13 décembre 2021
Pierre-Alann Cablé et al., « Dataset of rheological properties of fine powders from pine bark and wheat straw produced by different milling and mixing itineraries », Recherche Data Gouv, ID : 10.15454/S1MTZG
Forty lignocellulosic fine powders were produced by different itineraries to introduce variability in their rheological behaviour and their particle characteristics. The powders’ rheological properties (basic flowability energy, permeability, aeration, cohesion, compressibility) were determined using a Freeman Technology’s powder rheometer, their particle size distributions were measured by laser granulometry and their shapes by optical granulo-morphometry. The starting materials for powders production were maritime pine bark, a layered corky material, and wheat straw, a fibrous tenacious stem material.
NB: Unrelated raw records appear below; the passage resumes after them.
PR #531, opened 2024-01-09
feat(cardinal): Get rid of LazySearch

pyrofolium:
Closes: WORLD-703

@smsunarto 

I believe this is closer to what you're looking for. It removes LazySearch and Cardinal.Search just does the "delayed" result instead.


cardinal/lazycontainer.go
```diff
@@ -1,4 +1,4 @@
-package ecs
+package cardinal
```
technicallyty, line 1: i think the lazy container type and constructor can both be made private? looks like this is only used internally

smsunarto:
Closing this since it's no longer needed

PR #532, opened 2024-01-09
refactor(cardinal): change comp registration to hold additional data.

pyrofolium:
Closes: WORLD-705

Register an instance of a component during component registration. For various reasons Scott wants a specific implementation of `NewSearch` The change he wants necessitates that CQL should be able to compile into `Filterable` components. So modifications to the parser and all related unit tests are needed. The first part for the parser change is that we have to register components which is required to build the FIlterable object.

Different mills were used to produce a set of 20 µm-average particle size powders: a batch vibrating ball-mill, a batch rotary ball-mill, a batch stirred bead-mill, a continuous impact mill, a continuous air jet-mill. Another sample set consisted of bark and straw powders of different mean particle sizes ranging from 10 to 50 µm produced by the vibrating mill. Finally, a last set was composed of blends (different ratios from 50/50 to 90/10) of 20 µm-centred straw powders-to-bark powders of different mean particle sizes (10 µm, 20 µm, 35 µm, 50 µm).